Take the data from its first line. Print each line exactly until the line containing "-6,20 +6,20 @@" has been printed too.

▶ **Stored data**
-- Opening Marker --

PR #790, opened 2026-03-24
feat(daemon): add ShortIdAllocator service with atomic counter allocation

lsm:
Implements ShortIdAllocator in packages/daemon/src/lib/short-id-allocator.ts.
Uses a SQLite transaction (INSERT ... ON CONFLICT DO UPDATE + SELECT) to
atomically increment per-scope counters and return formatted short IDs via
formatShortId(). Includes getCounter() for admin/debug reads.

10 unit tests cover: first allocation, sequential increments, task/goal
independence, cross-scope isolation, uniqueness under concurrent calls,
and getCounter semantics.

### DIFF
--- a/packages/daemon/src/lib/short-id-allocator.ts
+++ b/packages/daemon/src/lib/short-id-allocator.ts
@@ -6,20 +6,20 @@ export class ShortIdAllocator {
 
 	allocate(entityType: 'task' | 'goal', scopeId: string): string {
 		const prefix = entityType === 'task' ? SHORT_ID_PREFIX.TASK : SHORT_ID_PREFIX.GOAL;
-		const counter = this.db.transaction(() => {
-			this.db
-				.prepare(
-					`INSERT INTO short_id_counters (entity_type, scope_id, counter)
-					 VALUES (?, ?, 1)
-					 ON CONFLICT(entity_type, scope_id) DO UPDATE SET counter = counter + 1`
-				)
-				.run(entityType, scopeId);
-			const row = this.db
-				.prepare(`SELECT counter FROM short_id_counters WHERE entity_type = ? AND scope_id = ?`)
-				.get(entityType, scopeId) as { counter: number } | undefined;
-			return row!.counter;
-		})();
-		return formatShortId(prefix, counter);
+		const row = this.db
+			.prepare(
+				`INSERT INTO short_id_counters (entity_type, scope_id, counter)
+				 VALUES (?, ?, 1)
+				 ON CONFLICT(entity_type, scope_id) DO UPDATE SET counter = counter + 1
+				 RETURNING counter`
+			)
+			.get(entityType, scopeId) as { counter: number } | undefined;
+		if (!row) {
+			throw new Error(
+				`short_id_counters row not found after upsert: entity_type=${entityType}, scope_id=${scopeId}`
+			);
+		}
+		return formatShortId(prefix, row.counter);
 	}
 
 	getCounter(entityType: string, scopeId: string): number {
--- a/packages/daemon/src/lib/short-id-allocator.ts
+++ b/packages/daemon/src/lib/short-id-allocator.ts
@@ -1,0 +1,31 @@
+import type { Database as BunDatabase } from 'bun:sqlite';
+import { SHORT_ID_PREFIX, formatShortId } from '@neokai/shared';
+
+export class ShortIdAllocator {
+	constructor(private db: BunDatabase) {}
+
+	allocate(entityType: 'task' | 'goal', scopeId: string): string {
+		const prefix = entityType === 'task' ? SHORT_ID_PREFIX.TASK : SHORT_ID_PREFIX.GOAL;
+		const counter = this.db.transaction(() => {
+			this.db
+				.prepare(
+					`INSERT INTO short_id_counters (entity_type, scope_id, counter)
+					 VALUES (?, ?, 1)
+					 ON CONFLICT(entity_type, scope_id) DO UPDATE SET counter = counter + 1`
+				)
+				.run(entityType, scopeId);
+			const row = this.db
+				.prepare(`SELECT counter FROM short_id_counters WHERE entity_type = ? AND scope_id = ?`)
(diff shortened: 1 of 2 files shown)


lsm (commented):

**Recommendation: APPROVE**

---

The implementation is clean, correct, and well-tested. All four acceptance criteria are met. Here are my findings.

### What works well

- **Correctness**: The INSERT...ON CONFLICT DO UPDATE + SELECT pattern within a transaction correctly atomically increments the per-scope counter and returns the new value. The transaction ensures no race conditions between the upsert and read.
- **Scope isolation**: entity_type + scope_id as composite primary key correctly isolates counters across both dimensions (task vs goal, different rooms).
- **Test coverage**: 10 tests covering first allocation, sequential increments, cross-entity-type independence, cross-scope isolation, uniqueness under sequential calls, and all three getCounter semantics. Tests use an in-memory DB with the correct schema matching the migration.
- **Code style**: Matches existing patterns in the codebase -- inline `.prepare()` calls, same transaction usage pattern as `session-group-repository.ts` and `room-manager.ts`.
- **Shared utilities**: Correctly reuses `SHORT_ID_PREFIX` and `formatShortId` from `@neokai/shared` rather than reimplementing.
- **Table schema**: The migration (47) and `createTables()` both define the same schema, idempotent with IF NOT EXISTS / tableHasColumn guards.

**P1 -- `row!` non-null assertion hides a theoretically possible bug path** (`packages/daemon/src/lib/short-id-allocator.ts`, line 20)

The non-null assertion on `row!.counter` assumes the SELECT always finds the row that was just upserted in the same transaction. While this is virtually guaranteed (the INSERT succeeded within the transaction, so the row exists), using a non-null assertion means a runtime failure here produces an unhelpful "Cannot read property 'counter' of undefined" rather than a descriptive error. Consider replacing it with an explicit null check that throws a descriptive error:

```ts
if (!row) {
  throw new Error(`short_id_counters row not found after upsert: entity_type=${entityType}, scope_id=${scopeId}`);
}
return row.counter;
```

This costs nothing and turns a silent corruption scenario into an actionable error message.

**P2 -- RETURNING clause could eliminate the redundant SELECT** (`packages/daemon/src/lib/short-id-allocator.ts`, lines 10-20)

I verified that Bun:sqlite (Bun 1.3.11, SQLite 3.50.2) fully supports the RETURNING clause on INSERT...ON CONFLICT DO UPDATE. The two-step approach (upsert + separate SELECT) works correctly, but a single statement would be both simpler and slightly more efficient:

```ts
const row = this.db
  .prepare(
    `INSERT INTO short_id_counters (entity_type, scope_id, counter)
     VALUES (?, ?, 1)
     ON CONFLICT(entity_type, scope_id) DO UPDATE SET counter = counter + 1
     RETURNING counter`
  )
  .get(entityType, scopeId) as { counter: number };
return row.counter;
```

This eliminates the redundant SELECT, removes the need for the non-null assertion (RETURNING on a successful write always returns a row), and is a well-known SQLite pattern. However, since the current approach is tested and correct, this is a quality improvement rather than a bug fix.

**P3 -- Test named "concurrent allocations" is actually sequential** (`packages/daemon/tests/unit/short-id/allocator.test.ts`, line 63)

The test name says "concurrent allocations" but uses `Array.from({ length: 50 }, () => allocator.allocate(...))` which runs synchronously in a single thread. It correctly verifies uniqueness under sequential rapid-fire calls but does not actually test concurrent access. If true concurrency testing is desired later, it would need worker threads or a similar approach. The current test is still valuable for verifying monotonic uniqueness.

**P3 -- Prepared statements are not cached** (`packages/daemon/src/lib/short-id-allocator.ts`, lines 11-19)

The SQL statements are prepared on every call to `allocate()` and `getCounter()`. This matches the existing codebase pattern (e.g., `goal-repository.ts` does the same), so it is not a deviation. However, since the allocator is a stateless service that will be called frequently, caching prepared statements as class-level fields would be a minor performance win. Not worth changing now, but worth knowing if allocation becomes a hot path.

lsm (commented):

**Recommendation: APPROVE**

---

All three issues from the previous review have been correctly addressed. No new issues were introduced.

### Verified fixes

**P1 -- Non-null assertion replaced with explicit guard** (resolved)

The `row!` non-null assertion on the old code's line 18 is now replaced with an explicit `if (!row)` check (line 17-21 of `packages/daemon/src/lib/short-id-allocator.ts`) that throws a descriptive `Error` including both `entity_type` and `scope_id`. This matches the exact suggestion from the previous review. The error message is clear and actionable for debugging.

**P2 -- RETURNING clause eliminates redundant SELECT and transaction wrapper** (resolved)

The two-step upsert + SELECT inside `this.db.transaction()` has been replaced with a single `INSERT ... ON CONFLICT DO UPDATE ... RETURNING counter` statement (lines 11-14). This is both simpler and more correct -- SQLite guarantees RETURNING returns the modified row, making the separate SELECT unnecessary. The transaction wrapper was correctly removed since a single statement is inherently atomic. This eliminates the previous P2's concerns about unnecessary round-trips and code complexity.

**P3 -- Test name renamed to accurately reflect synchronous behavior** (resolved)

The test at line 63 of `packages/daemon/tests/unit/short-id/allocator.test.ts` is now named `'rapid sequential allocations produce unique IDs'` instead of `'concurrent allocations produce unique IDs'`. This accurately describes what the test actually does (synchronous single-threaded loop), avoiding the misleading implication of parallel execution.

### Additional verification

- All 10 unit tests pass cleanly.
- Full `bun run check` (lint, typecheck, knip) passes with zero warnings or errors.
- The table schema in the test's `makeDb()` helper matches both `createTables()` in `packages/daemon/src/storage/schema/index.ts` and migration 47 in `packages/daemon/src/storage/schema/migrations.ts`.
- Imports from `@neokai/shared` (`SHORT_ID_PREFIX`, `formatShortId`) resolve correctly to `packages/shared/src/utils.ts`.
- No new callers or integration points were added (the service is standalone, as expected for this PR).

No remaining issues. Ready to merge.

PR #791, opened 2026-03-24
feat(shared): add shortId field to NeoTask and RoomGoal interfaces

lsm:


lsm (commented):

## Summary

Straightforward, correctly implemented type-only change. The PR adds `shortId?: string` as an optional field to both `RoomGoal` (line 149) and `NeoTask` (line 276) interfaces in `packages/shared/src/types/neo.ts`, placed immediately after the `id` field in each interface.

-- Closing Marker --

▶ **Solved problem**
PR #790, opened 2026-03-24
feat(daemon): add ShortIdAllocator service with atomic counter allocation

lsm:
Implements ShortIdAllocator in packages/daemon/src/lib/short-id-allocator.ts.
Uses a SQLite transaction (INSERT ... ON CONFLICT DO UPDATE + SELECT) to
atomically increment per-scope counters and return formatted short IDs via
formatShortId(). Includes getCounter() for admin/debug reads.

10 unit tests cover: first allocation, sequential increments, task/goal
independence, cross-scope isolation, uniqueness under concurrent calls,
and getCounter semantics.

### DIFF
--- a/packages/daemon/src/lib/short-id-allocator.ts
+++ b/packages/daemon/src/lib/short-id-allocator.ts
@@ -6,20 +6,20 @@ export class ShortIdAllocator {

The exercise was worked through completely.